** Task objective **
Copy each line of the data below in which the word "explanation" can be found.
▼▼▼
PR #550, opened 2022-01-17
Add open roles to About page

dtuite:
https://app.shortcut.com/larder/story/6029/add-open-roles-to-about-page

### DIFF
--- a/src/components/RecruiteeJobsList.js
+++ b/src/components/RecruiteeJobsList.js
@@ -35,7 +35,7 @@ const RecruiteeJobsList = () => {
     return () => {
       document.body.removeChild(rtscript);
     }
-  });
+  }, []);
 
   return (
     <div className="bg-white">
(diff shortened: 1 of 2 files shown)


src/components/RecruiteeJobsList.js
```diff
@@ -0,0 +1,61 @@
...
+        }
+      });
+    }
+    rtscript.src = 'https://d10zminp1cyta8.cloudfront.net/widget.js';
+    document.body.appendChild(rtscript);
+
+    return () => {
+      document.body.removeChild(rtscript);
+    }
+  });
```
Xantier, line 38: Add deps array
```suggestion
  }, []);
```

dtuite: Interesting. I kinda understand what that does when there are items in the array. What's the difference between an empty array and none at all?

Xantier: none at all will rerun the function on every render. Empty on the first render. It doesn't make a difference on this site because the page will be rendered most likely once (Gatsby prerenders and it'll be HTML already), but on other sites it may cause an infinite loop or dupe resources etc.

dtuite: Appreciate the explanation!

Xantier (approved):

PR #590, opened 2022-02-15
Add explanation how to customize graphs in TechDocs

Irma12:
As discussed in standup, we decided to include small explanation around how graphs can be customisable.

Preview: https://deploy-preview-590--roadie.netlify.app/docs/getting-started/technical-documentation/#customize-graphs-in-techdocs


content/docs/getting-started/technical-documentation/index.md
```diff
@@ -93,6 +94,13 @@ On the Overview page, click Docs in the tab bar. You should now see your documen
 
 ![a page of basic documentation for a service in the Backstage service catalog](./sample-service-docs-backstage.png)
 
+## Customize graphs in TechDocs
+
+When using mkdocs with TechDocs, base used for defaults such as plugins, theming etc are contained in [mkdocs-techdocs-core](https://github.com/backstage/mkdocs-techdocs-core)
+plugin. This means markdown-inline-graphviz extension is being used to replace Graphviz definitions with inline SVGs or PNGs. As long as `graphviz` is available in the environment
```
dtuite, line 100: This part about the environment is not useful for the reader. They have no control over the environment, we control that.

content/docs/getting-started/technical-documentation/index.md
```diff
@@ -93,6 +94,13 @@ On the Overview page, click Docs in the tab bar. You should now see your documen
...
+where the docs are generated this will work out of the box, but in order to customize the look you need to use the [Graphviz attributes](https://graphviz.org/doc/info/attrs.html).
```
dtuite, line 101: This last small sentence is actually the important part. Can we show an example of how to change the contrast please? That was the query that triggered this work in the first place.

Irma12: I understand the point here but I was looking at Graphviz documentation regarding different attributes which could be used to customize the look and didn’t want to end up duplicating their documentation. I could include background color change or other set of attributes you think could be useful

dtuite: You're definitely right that we don't want to duplicate too much of the docs here because it will get stale too quickly. At the same time, there is a balance between duplicating the docs, and making the reader click the link and read a whole new set of docs in order to answer their question (which is basically... "how do I flip the colors on this diagram").

I haven't read the graphviz docs myself, but if there's a small snippet that you can duplicate here in order to give the reader a sense of how to change the background color or something simple like that, then I think it's worth doing.

dtuite (approved):

content/docs/getting-started/technical-documentation/index.md
Irma12: @dtuite do you think this way makes it bit better?

PR #591, opened 2022-02-15
Clear forms after submit

dtuite:
This won't stop bot spam but it at least stops people from sitting on the form and resubmitting over and over with 2 clicks each time.


dtuite:
https://app.shortcut.com/larder/story/6785/prevent-rapid-form-submissions

PR #608, opened 2022-03-04
Add pro pricing plan

dtuite:
Preview URL: https://deploy-preview-608--roadie.netlify.app/pricing/


dtuite:
https://app.shortcut.com/larder/story/7868/add-a-pro-pricing-plan

src/components/pricing/ProPricingTier.js
```diff
@@ -0,0 +1,100 @@
...
+        </div>
+      </div>
+
+      <TierBulletsSection
+        hasIcon={false}
+        bullets={[
+          'Unlimited software components tracked.',
+          'Unlimited API specs.',
+          'Unlimited TechDocs',
+          'Unlimited scaffolder templates.',
```
Xantier, line 77: Did we want to put some notion of public Discord/Slack support in here?

dtuite: Not yet. I can add that after I set up some sort of forum or something.

src/components/landing/faqs.js
```diff
@@ -1,46 +1,39 @@
 import React from 'react';
-import { Headline } from 'components';
+import { Headline, TextLink as Link } from 'components';
 
 const FAQ_CONTENT = [{
-  id: 1,
   question: "Is Roadie SaaS or on-prem?",
   answer: () => 
     "Roadie is SaaS only for the moment. Some Backstage plugins will need a connection back to your infrastructure. We offer a number of secure methods for enabling this.",
```
Xantier, line 7: Just saw this on the preview. "SaaS only for the moment" makes me think that it's only currently SaaS but won't be in the future. Maybe we can flip the words 'only' and 'SaaS'

src/components/pricing/GrowthPricingTier.js
```diff
@@ -0,0 +1,60 @@
...
+const GrowthPricingTier = () => (
+  <div className="border border-gray-200 rounded-lg shadow-sm divide-y divide-gray-200">
+    <div className="p-6">
+      <TierName name="Growth" />
+      <TierDescription description="For excellent engineering orgs who want to maintain effectiveness through hypergrowth" />
+
+      <p className="text-4xl font-extrabold text-gray-900 mb-14">Custom</p>
+
+      <div className="mb-10">
+        <TextField
```
Xantier, line 17: Does this necessarily need to be a text field if they will be disclosing numbers in the demo anyways. 
Also are we alienating customers that want SLA and support etc. but don't have an org worth of 150 seats yet when we use the text '150 developers or more'?

src/components/landing/faqs.js
dtuite: What if I just remove "for the moment"? Would that make more sense?

src/components/pricing/GrowthPricingTier.js
dtuite: Let's continue this conversation on the clubhouse ticket.

Xantier (approved):

PR #846, opened 2023-05-05
fix: use Terraform-supported tfenv instead of ours

kuannie1:
### Summary
Before we've been using our own version of this tool, but I've been getting [this error](https://support.hashicorp.com/hc/en-us/articles/13177506317203#:~:text=If%20you%20run%20a%20previously%20downloaded%20Apple%20artifact%20signed%20with%20the%20old%20certificate%2C%20you%20may%20see%20an%20error%20like%3A). They have recommendations, but the easiest thing I could think of is upgrading this tfenv dependency to the latest supported version. By manually tweaking this value, I could run `make apply` and `make plan` without any blocking popups. 

The only difference between the czi version and the official one is [this change](https://github.com/chanzuckerberg/tfenv/pull/1), but I don't know if this change matters or not. If it doesn't and we use the tfutils repo, we can archive the czi repo.

### Test Plan

### References
https://support.hashicorp.com/hc/en-us/articles/13177506317203
https://www.storagetutorials.com/solved-terraform-will-damage-your-computer/

### DIFF
--- a/CHANGELOG.md
+++ b/CHANGELOG.md
@@ -1,5 +1,13 @@
 # Changelog
 
+### [0.83.1](https://github.com/chanzuckerberg/fogg/compare/v0.83.0...v0.83.1) (2023-05-08)
+
+
+### Misc
+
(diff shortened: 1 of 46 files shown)


jakeyheath (approved):

jakeyheath:
Wow we have so many forks! Good catch

PR #873, opened 2023-06-02
feat: Fogg template for k8s

alexlokshin-czi:
To generate a k8s template, configure `kubernetes` provider like this (you need to specify the `cluster_name`):

```yaml
providers:
  kubernetes:
    enabled: true
    cluster_name: eks-v2
    version: 2.19.0
```


templates/templates/common/kubernetes_provider.tmpl
```diff
@@ -0,0 +1,15 @@
+{{ define "kubernetes_provider" }}
+{{ if .ClusterName }}
```
jakeyheath, line 2:
```suggestion
{{ define "kubernetes_provider" -}}
{{ if .ClusterName -}}
```

jakeyheath (approved):
change to clustercomponent name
▲▲▲
** Exercise solution **
dtuite: Appreciate the explanation!
Add explanation how to customize graphs in TechDocs
As discussed in standup, we decided to include small explanation around how graphs can be customisable.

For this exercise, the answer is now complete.